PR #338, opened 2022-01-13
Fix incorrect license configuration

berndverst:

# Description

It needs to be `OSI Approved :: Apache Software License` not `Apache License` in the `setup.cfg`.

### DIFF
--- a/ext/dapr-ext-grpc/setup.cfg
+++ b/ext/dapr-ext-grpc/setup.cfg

========

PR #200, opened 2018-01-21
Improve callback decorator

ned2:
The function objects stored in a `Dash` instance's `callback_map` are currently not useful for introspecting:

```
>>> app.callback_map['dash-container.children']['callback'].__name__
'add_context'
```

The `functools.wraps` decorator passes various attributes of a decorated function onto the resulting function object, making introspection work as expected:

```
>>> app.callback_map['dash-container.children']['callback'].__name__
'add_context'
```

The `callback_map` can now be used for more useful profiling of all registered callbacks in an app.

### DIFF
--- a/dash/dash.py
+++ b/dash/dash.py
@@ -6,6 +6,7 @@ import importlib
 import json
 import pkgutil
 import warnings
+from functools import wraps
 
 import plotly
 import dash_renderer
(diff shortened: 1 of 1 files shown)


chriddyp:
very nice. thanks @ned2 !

========

Instructions for the task => Tell me how many lines of the data hold the word "grpc", giving only the number.

Result of this task => 2